DATASET RECORDS:
^^^^^^^^
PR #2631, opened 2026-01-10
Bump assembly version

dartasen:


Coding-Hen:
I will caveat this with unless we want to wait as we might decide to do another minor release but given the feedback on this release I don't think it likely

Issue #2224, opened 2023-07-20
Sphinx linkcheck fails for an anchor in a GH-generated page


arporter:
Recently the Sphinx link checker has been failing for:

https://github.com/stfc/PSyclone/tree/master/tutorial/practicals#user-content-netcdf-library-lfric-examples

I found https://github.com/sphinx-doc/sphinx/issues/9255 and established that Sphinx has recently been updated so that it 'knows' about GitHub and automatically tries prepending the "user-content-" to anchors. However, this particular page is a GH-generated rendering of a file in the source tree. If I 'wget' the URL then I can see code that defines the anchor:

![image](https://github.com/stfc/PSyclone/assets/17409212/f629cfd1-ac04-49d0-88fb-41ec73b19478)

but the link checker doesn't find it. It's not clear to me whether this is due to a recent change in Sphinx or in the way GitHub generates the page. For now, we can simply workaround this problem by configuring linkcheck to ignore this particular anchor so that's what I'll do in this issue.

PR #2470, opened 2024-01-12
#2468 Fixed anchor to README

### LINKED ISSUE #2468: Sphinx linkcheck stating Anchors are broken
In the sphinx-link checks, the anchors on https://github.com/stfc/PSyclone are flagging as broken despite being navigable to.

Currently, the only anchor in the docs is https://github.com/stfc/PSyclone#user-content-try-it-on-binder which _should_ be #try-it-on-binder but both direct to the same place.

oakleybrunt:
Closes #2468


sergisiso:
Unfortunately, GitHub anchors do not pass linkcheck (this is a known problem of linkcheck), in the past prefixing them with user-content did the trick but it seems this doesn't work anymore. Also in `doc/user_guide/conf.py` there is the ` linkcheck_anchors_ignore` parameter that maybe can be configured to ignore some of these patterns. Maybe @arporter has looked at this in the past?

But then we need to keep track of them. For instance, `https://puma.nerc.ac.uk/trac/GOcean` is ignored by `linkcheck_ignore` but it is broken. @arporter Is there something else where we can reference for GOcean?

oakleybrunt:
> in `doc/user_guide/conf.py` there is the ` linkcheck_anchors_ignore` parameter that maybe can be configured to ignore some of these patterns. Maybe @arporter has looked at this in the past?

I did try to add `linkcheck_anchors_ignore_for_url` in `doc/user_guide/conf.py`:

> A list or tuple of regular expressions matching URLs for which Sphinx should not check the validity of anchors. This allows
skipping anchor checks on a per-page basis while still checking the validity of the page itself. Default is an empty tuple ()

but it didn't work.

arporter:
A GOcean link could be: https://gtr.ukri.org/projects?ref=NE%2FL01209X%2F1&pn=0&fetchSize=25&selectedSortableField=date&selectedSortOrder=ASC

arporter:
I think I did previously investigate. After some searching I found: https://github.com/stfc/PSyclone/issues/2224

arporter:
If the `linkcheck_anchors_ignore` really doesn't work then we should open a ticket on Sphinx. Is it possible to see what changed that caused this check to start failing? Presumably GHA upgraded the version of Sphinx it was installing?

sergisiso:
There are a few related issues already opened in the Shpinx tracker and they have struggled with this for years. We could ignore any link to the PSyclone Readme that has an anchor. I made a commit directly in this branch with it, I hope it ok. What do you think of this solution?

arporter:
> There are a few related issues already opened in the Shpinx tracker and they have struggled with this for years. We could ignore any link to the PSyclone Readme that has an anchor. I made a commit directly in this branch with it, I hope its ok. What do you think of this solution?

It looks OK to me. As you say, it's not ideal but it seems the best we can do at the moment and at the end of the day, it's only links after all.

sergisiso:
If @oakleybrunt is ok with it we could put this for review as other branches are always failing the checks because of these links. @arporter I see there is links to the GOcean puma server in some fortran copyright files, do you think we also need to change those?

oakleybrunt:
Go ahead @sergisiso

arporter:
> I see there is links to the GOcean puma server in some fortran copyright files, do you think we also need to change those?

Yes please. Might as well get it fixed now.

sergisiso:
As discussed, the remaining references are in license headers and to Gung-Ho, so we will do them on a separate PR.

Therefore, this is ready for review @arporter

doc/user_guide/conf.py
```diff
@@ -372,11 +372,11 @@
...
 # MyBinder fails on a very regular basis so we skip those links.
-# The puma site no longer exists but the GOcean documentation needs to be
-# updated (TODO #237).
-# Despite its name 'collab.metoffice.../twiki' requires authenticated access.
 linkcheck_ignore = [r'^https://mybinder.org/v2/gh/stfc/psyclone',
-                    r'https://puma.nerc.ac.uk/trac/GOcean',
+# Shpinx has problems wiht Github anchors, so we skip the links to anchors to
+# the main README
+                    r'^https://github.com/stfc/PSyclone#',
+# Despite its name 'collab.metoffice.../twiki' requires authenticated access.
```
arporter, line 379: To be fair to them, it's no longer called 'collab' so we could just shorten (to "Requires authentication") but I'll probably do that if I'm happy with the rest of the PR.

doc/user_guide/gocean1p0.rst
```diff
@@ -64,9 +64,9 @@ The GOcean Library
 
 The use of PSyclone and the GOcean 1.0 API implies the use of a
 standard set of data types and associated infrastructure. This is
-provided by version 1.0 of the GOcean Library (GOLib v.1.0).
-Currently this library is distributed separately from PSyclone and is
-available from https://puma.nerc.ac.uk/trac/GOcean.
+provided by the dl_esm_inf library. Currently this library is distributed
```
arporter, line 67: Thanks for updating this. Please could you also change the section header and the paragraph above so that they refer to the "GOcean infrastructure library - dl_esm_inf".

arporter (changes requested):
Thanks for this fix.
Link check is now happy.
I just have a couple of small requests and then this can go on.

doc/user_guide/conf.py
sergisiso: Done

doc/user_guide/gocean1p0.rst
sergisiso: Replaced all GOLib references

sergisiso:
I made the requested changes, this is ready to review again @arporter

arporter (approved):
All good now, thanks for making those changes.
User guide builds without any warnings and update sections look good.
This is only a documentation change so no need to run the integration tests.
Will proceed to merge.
^^^^^^^^
TASK PROMPT: Please repeat the lines above exactly, beginning with the line that contains "User guide builds" and ending with the final one.

ANSWER:
User guide builds without any warnings and update sections look good.
This is only a documentation change so no need to run the integration tests.
Will proceed to merge.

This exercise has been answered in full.